PR #5552, opened 2024-04-26
[VL] RAS: Remove AddTransformHintRule route from EnumeratedApplier

zhztheplayer:
RAS planner doesn't need tag to mark whether a vanilla Spark plan is offload-able . It just does every essential checks whenever it tries to generate offloaded plan.

The patch does some optimizations to code to remove AddTransformHintRule from EnumeratedApplier and leave the pre-validation work to RAS planner.

### DIFF
--- a/gluten-core/src/main/scala/org/apache/gluten/extension/columnar/TransformSingleNode.scala
+++ b/gluten-core/src/main/scala/org/apache/gluten/extension/columnar/TransformSingleNode.scala
@@ -155,7 +155,7 @@ case class TransformJoin() extends TransformSingleNode with LogLevelUtil {
       plan match {
         case shj: ShuffledHashJoinExec =>
           if (BackendsApiManager.getSettings.recreateJoinExecOnFallback()) {
-            // Since https://github.com/apache/incubator-gluten/pull/5042
+            // Since https://github.com/apache/incubator-gluten/pull/408
             // Because we manually removed the build side limitation for LeftOuter, LeftSemi and
             // RightOuter, need to change the build side back if this join fallback into vanilla
             // Spark for execution.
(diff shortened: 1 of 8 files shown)


gluten-core/src/main/scala/org/apache/gluten/planner/cost/GlutenCostModel.scala
```diff
@@ -52,22 +55,26 @@ object GlutenCostModel {
...
-      case ColumnarTransitions.ColumnarToRowLike(child) => 3L
-      case ColumnarTransitions.RowToColumnarLike(child) => 3L
-      case p if PlanUtil.isGlutenColumnarOp(p) => 2L
-      case p if PlanUtil.isVanillaColumnarOp(p) => 3L
-      // Other row ops. Usually a vanilla row op.
-      case _ => 5L
+    private def selfLongCostOf(node: SparkPlan): Long = {
+      node match {
+        case p: ShuffledHashJoinExec if !TransformJoin.isLegal(p) =>
+          infLongCost
```
zhztheplayer, line 61: doc needed here

gluten-core/src/main/scala/org/apache/gluten/extension/columnar/TransformSingleNode.scala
——
- What needs to be done
Every line of the material needs to be returned exactly.

- Solution
PR #5552, opened 2024-04-26
[VL] RAS: Remove AddTransformHintRule route from EnumeratedApplier

zhztheplayer:
RAS planner doesn't need tag to mark whether a vanilla Spark plan is offload-able . It just does every essential checks whenever it tries to generate offloaded plan.

The patch does some optimizations to code to remove AddTransformHintRule from EnumeratedApplier and leave the pre-validation work to RAS planner.

### DIFF
--- a/gluten-core/src/main/scala/org/apache/gluten/extension/columnar/TransformSingleNode.scala
+++ b/gluten-core/src/main/scala/org/apache/gluten/extension/columnar/TransformSingleNode.scala
@@ -155,7 +155,7 @@ case class TransformJoin() extends TransformSingleNode with LogLevelUtil {
       plan match {
         case shj: ShuffledHashJoinExec =>
           if (BackendsApiManager.getSettings.recreateJoinExecOnFallback()) {
-            // Since https://github.com/apache/incubator-gluten/pull/5042
+            // Since https://github.com/apache/incubator-gluten/pull/408
             // Because we manually removed the build side limitation for LeftOuter, LeftSemi and
             // RightOuter, need to change the build side back if this join fallback into vanilla
             // Spark for execution.
(diff shortened: 1 of 8 files shown)


gluten-core/src/main/scala/org/apache/gluten/planner/cost/GlutenCostModel.scala
```diff
@@ -52,22 +55,26 @@ object GlutenCostModel {
...
-      case ColumnarTransitions.ColumnarToRowLike(child) => 3L
-      case ColumnarTransitions.RowToColumnarLike(child) => 3L
-      case p if PlanUtil.isGlutenColumnarOp(p) => 2L
-      case p if PlanUtil.isVanillaColumnarOp(p) => 3L
-      // Other row ops. Usually a vanilla row op.
-      case _ => 5L
+    private def selfLongCostOf(node: SparkPlan): Long = {
+      node match {
+        case p: ShuffledHashJoinExec if !TransformJoin.isLegal(p) =>
+          infLongCost
```
zhztheplayer, line 61: doc needed here

gluten-core/src/main/scala/org/apache/gluten/extension/columnar/TransformSingleNode.scala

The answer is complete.